Enterprise Minister Micheál Martin this week finds himself in that very position, faced as he is with near total local opposition to his own government's stated aim of co-locating a new private hospital on the grounds of Cork University Hospital (CUH).

Councillors, TDs and senators of all parties have come out firmly against the plan which they say will see Bishopstown and Wilton grind to a halt under the pressure of traffic chaos. Local pressure groups, residents associations and individuals are joining the deafening chorus of "not in our back yard".

The problem for Martin of course, is that it's his back yard too. He now has to play a difficult balancing act, to show that he is on the side of the people to whom he owes his esteemed position but on the other hand not to give the figurative finger to his cabinet colleagues with whom agreed the very policy that is now causing him a headache.

What the Minister has said is that the proposed plan for CUH is "unsustainable". He has argued that it is a planning issue relating to that particular site that he has spoken out on and not the general idea of co-location itself.

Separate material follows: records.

PR #1121, opened 2019-11-19
Download absolute-path artifacts to correct path

### LINKED ISSUE #1035: Artifact is downloaded to incorrect path
We have a build step that runs `buildkite-agent artifact upload /tmp/some_file.json`. In a following step, we run:

```
buildkite-agent artifact download tmp/some_file.json /tmp
```

The `INFO` logs from the command indicate that the file was downloaded successfully to `/tmp`. However, in reality, it ends up in `./tmp`. That is to say, instead of being downloaded to `/tmp`, it is downloaded to a path under the working directory.

Here is an example of this occurring, with debug output enabled:

```
2019-06-18 14:31:52 INFO   Searching for artifacts: "tmp/parse-dev-plan-c8a3072894b6dde220e112d501c91d249b4e1748.json"
--
  | 2019-06-18 14:31:52 DEBUG  GET https://agent.buildkite.com/v3/builds/dddf4bf8-cd29-4603-9f9a-dbdcd6275b38/artifacts/search?query=tmp%2Fparse-dev-plan-c8a3072894b6dde220e112d501c91d249b4e1748.json
  | 2019-06-18 14:31:52 DEBUG  ↳ GET https://agent.buildkite.com/v3/builds/dddf4bf8-cd29-4603-9f9a-dbdcd6275b38/artifacts/search?query=tmp%2Fparse-dev-plan-c8a3072894b6dde220e112d501c91d249b4e1748.json (HTTP/2.0 200 OK 87.342012ms)
  | 2019-06-18 14:31:52 INFO   Found 1 artifacts. Starting to download to: /tmp
  | 2019-06-18 14:31:52 DEBUG  Downloading https://s3.amazonaws.com/buildkiteartifacts.com/<REDACTED> to tmp/parse-dev-plan-c8a3072894b6dde220e112d501c91d249b4e1748.json
  | 2019-06-18 14:31:52 INFO   Successfully downloaded "tmp/parse-dev-plan-c8a3072894b6dde220e112d501c91d249b4e1748.json" 3 bytes
```

The artifact is downloaded successfully, but to a new `tmp` directory that is created within the working directory.

Not sure if this is related to #694.

Helcaraxan:
The handling of artifacts uploaded with absolute paths is currently
undefined and resulted in it being handled as a relative path instead.

We add explicit handling of absolute paths. The download configuration
of such artifacts still requires a download path to be specified as the
nature of paths of artifacts that will end up being downloaded can only
be determined at runtime.

We also add a new test to prevent regression of the newly implemented
behaviour as well explicit documentation in the CLI help.

Fixes #1035.

### DIFF
--- a/agent/artifact_downloader_test.go
+++ b/agent/artifact_downloader_test.go
@@ -9,6 +9,7 @@ import (
 
 	"github.com/buildkite/agent/v3/api"
 	"github.com/buildkite/agent/v3/logger"
+	"github.com/stretchr/testify/assert"
 )
 
 func TestArtifactDownloaderConnectsToEndpoint(t *testing.T) {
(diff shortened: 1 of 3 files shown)


pda:
Thanks very much for the PR @Helcaraxan.

We do have some concerns about changing the agent so that it will write outside the current working directory based on payload from the artifacts API. Especially if it's ignoring a relative destination argument.

 I would compare it to the behaviour of `tar`:

```
$ echo hello > /tmp/foo

$ tar -cf test.tar /tmp/foo
tar: Removing leading `/' from member names

$ tar -tf test.tar
tmp/foo

$ tar -xvf test.tar
tmp/foo
```

For `tar` and for `buildkite-agent artifact download`, the _caller_ should be able to opt into writing relative to the root of the filesystem explicitly;

```
$ rm /tmp/foo

$ tar -C / -xvf test.tar
tmp/foo

$ cat /tmp/foo
hello
```

I think the equivalent would be;

```
buildkite-agent artifact download foo /
```

What do you think?

Helcaraxan:
Hello @pda. I understand the concern. The proposed solution looks good to me. I do would propose to actually make this clearer in the documentation. Do you want me to alter this PR to take care of this?

pda:
Hey @Helcaraxan - I think the documentation deficiency is largely fixed here:
https://github.com/buildkite/agent/pull/1183

I'll make sure these changes land on https://buildkite.com/docs/agent/v3/cli-artifact#downloading-artifacts soon.

Thanks for pointing this out.

PR #1122, opened 2019-11-20
add powershell support for hooks

pdemirdjian:
This adds the ability to write native powershell hooks for windows pipelines so that executing a batch file to call a powershell script is unnecessary.  The hook still creates a batch file to handle any new environment variables and pass the exit status properly.

### DIFF
--- a/bootstrap/hook.go
+++ b/bootstrap/hook.go
@@ -51,6 +51,7 @@ func newHookScriptWrapper(hookPath string) (*hookScriptWrapper, error) {
 	var scriptFileName string = `buildkite-agent-bootstrap-hook-runner`
 	var isBashHook bool
 	var isPwshHook bool
+	var isWindows = runtime.GOOS == "windows"
 
 	// we use bash hooks for scripts with no extension, otherwise on windows
 	// we probably need a .bat extension
@@ -100,7 +101,7 @@ func newHookScriptWrapper(hookPath string) (*hookScriptWrapper, error) {
 
 	// Create the hook runner code
 	var script string
-	if runtime.GOOS == "windows" && !isBashHook && !isPwshHook {
+	if isWindows && !isBashHook && !isPwshHook {
 		script = "@echo off\n" +
 			"SETLOCAL ENABLEDELAYEDEXPANSION\n" +
 			"SET > \"" + h.beforeEnvFile.Name() + "\"\n" +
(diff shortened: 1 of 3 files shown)


bootstrap/hook.go
```diff
@@ -50,10 +50,14 @@ func newHookScriptWrapper(hookPath string) (*hookScriptWrapper, error) {
...
 	var scriptFileName string = `buildkite-agent-bootstrap-hook-runner`
 	var isBashHook bool
+	var isPwshHook bool
 
 	// we use bash hooks for scripts with no extension, otherwise on windows
 	// we probably need a .bat extension
-	if filepath.Ext(hookPath) == "" {
+	if filepath.Ext(hookPath) == ".ps1" {
+		isPwshHook = true
+		scriptFileName += ".bat"
```
GaryPWhite: wait -- is this adding a .bat to powershell?

pdemirdjian: if you look at line 51 above it’s actually the name of the file generated on the fly to execute the hook wrapped by some code to capture exit code and env variable changes. so basically the flow is:
- determine hook file type (bash, batch file, powershell)
- if batch or powershell, add .bat to the hook wrapper
- if powershell, change from CALL to a powershell.exe call on the file

bootstrap/hook.go
```diff
@@ -105,6 +109,15 @@ func newHookScriptWrapper(hookPath string) (*hookScriptWrapper, error) {
...
 			"EXIT %" + hookExitStatusEnv + "%"
+	} else if runtime.GOOS == "windows" && isPwshHook {
+		script = "@echo off\n" +
+			"SETLOCAL ENABLEDELAYEDEXPANSION\n" +
+			"SET > \"" + h.beforeEnvFile.Name() + "\"\n" +
+			"powershell.exe -ExecutionPolicy Bypass -NoProfile -NonInteractive -File \"" + absolutePathToHook + "\"\n" +
+			"SET " + hookExitStatusEnv + "=!ERRORLEVEL!\n" +
+			"SET " + hookWorkingDirEnv + "=%CD%\n" +
+			"SET > \"" + h.afterEnvFile.Name() + "\"\n" +
+			"EXIT %" + hookExitStatusEnv + "%"
```
sj26: The purpose of these wrappers is to execute the provided command script in the same context and capture any different to the environment files so we can fold those changes into the parent env and consecutive hooks and scripts — is there a way to do this in powershell, too?

sj26:
This is looking good! But I think we'll have to figure out how to make a powershell wrapper which captures env differences, if we can.

bootstrap/hook.go
```diff
@@ -105,6 +109,14 @@ func newHookScriptWrapper(hookPath string) (*hookScriptWrapper, error) {
...
 			"SET > \"" + h.afterEnvFile.Name() + "\"\n" +
 			"EXIT %" + hookExitStatusEnv + "%"
+	} else if runtime.GOOS == "windows" && isPwshHook {
+		script = "$ErrorActionPreference = \"STOP\"\n" +
+			"Get-ChildItem Env: | Foreach-Object {\"$($_.Name)=$($_.Value)\"} | Set-Content \"" + h.beforeEnvFile.Name() + "\"\n" +
+			absolutePathToHook + "\n" +
+			"if ($LASTEXITCODE -eq $null) {$Env:" + hookExitStatusEnv + " = 0} else {$Env:" + hookExitStatusEnv + " = $LASTEXITCODE}\n" +
+			"$Env:" + hookWorkingDirEnv + " = $PWD | Select-Object -ExpandProperty Path\n" +
+			"Get-ChildItem Env: | Foreach-Object {\"$($_.Name)=$($_.Value)\"} | Set-Content \"" + h.afterEnvFile.Name() + "\"\n" +
+			"exit $Env:" + hookExitStatusEnv
```
pda: Would Go's backtick-strings work here to (a) reduce escaping and (b) help distinguish between outer-Go-strings and inner-PS-strings? I think it would make it quite a bit more readable. Like this:

```diff
-		script = "$ErrorActionPreference = \"STOP\"\n" +
-			"Get-ChildItem Env: | Foreach-Object {\"$($_.Name)=$($_.Value)\"} | Set-Content \"" + h.beforeEnvFile.Name() + "\"\n" +
-			absolutePathToHook + "\n" +
-			"if ($LASTEXITCODE -eq $null) {$Env:" + hookExitStatusEnv + " = 0} else {$Env:" + hookExitStatusEnv + " = $LASTEXITCODE}\n" +
-			"$Env:" + hookWorkingDirEnv + " = $PWD | Select-Object -ExpandProperty Path\n" +
-			"Get-ChildItem Env: | Foreach-Object {\"$($_.Name)=$($_.Value)\"} | Set-Content \"" + h.afterEnvFile.Name() + "\"\n" +
-			"exit $Env:" + hookExitStatusEnv
+		script = `$ErrorActionPreference = "STOP"\n` +
+			`Get-ChildItem Env: | Foreach-Object {"$($_.Name)=$($_.Value)"} | Set-Content "` + h.beforeEnvFile.Name() + `"\n` +
+			absolutePathToHook + `\n` +
+			`if ($LASTEXITCODE -eq $null) {$Env:` + hookExitStatusEnv + ` = 0} else {$Env:` + hookExitStatusEnv + ` = $LASTEXITCODE}\n` +
+			`$Env:` + hookWorkingDirEnv + ` = $PWD | Select-Object -ExpandProperty Path\n` +
+			`Get-ChildItem Env: | Foreach-Object {"$($_.Name)=$($_.Value)"} | Set-Content "` + h.afterEnvFile.Name() + `"\n` +
+			`exit $Env:` + hookExitStatusEnv
```

bootstrap/hook.go
```diff
@@ -50,10 +50,14 @@ func newHookScriptWrapper(hookPath string) (*hookScriptWrapper, error) {
 	var err error
 	var scriptFileName string = `buildkite-agent-bootstrap-hook-runner`
 	var isBashHook bool
+	var isPwshHook bool
```
pda: I wonder if this should change to an enum (or some Go equivalent) rather than two booleans that could contradict each other if both are true.

pda: Also maybe worth copying the `var isWindows = runtime.GOOS == "windows"` from `shell.go` to make the conditionals below a bit simpler to read.

bootstrap/shell/shell.go
```diff
@@ -267,10 +268,19 @@ func (s *Shell) RunScript(path string, extra *env.Environment) error {
...
+		}
+		command = "powershell.exe"
+		args = []string{"-file", path}
+
+
 	case !isWindows && isBash:
 		command = "/bin/bash"
 		args = []string{"-c", path}
 
+
```
pda: Looks like unintended blank line, but no big deal.

bootstrap/hook.go
pdemirdjian: thought about how this could be accomplished in Go but haven't fully fledged out the implementation yet. I can revisit this in the future

pda:
Thanks @pdemirdjian :+1:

This of course is not new. Only last year in Limerick, Minister Willie O'Dea played the same game over the loss of Heathrow services from Shannon Airport. Minister O'Dea vocally opposed the withdrawal whilst quietly side-stepping the fact that it was his own government's policies, which he had supported, that pre-empted the withdrawal in the first place.

Now Minster Martin finds himself in the same position. He knows that in the end his position depends on the support of the local, but he also knows what is possible and for him that means sitting firmly on the fence.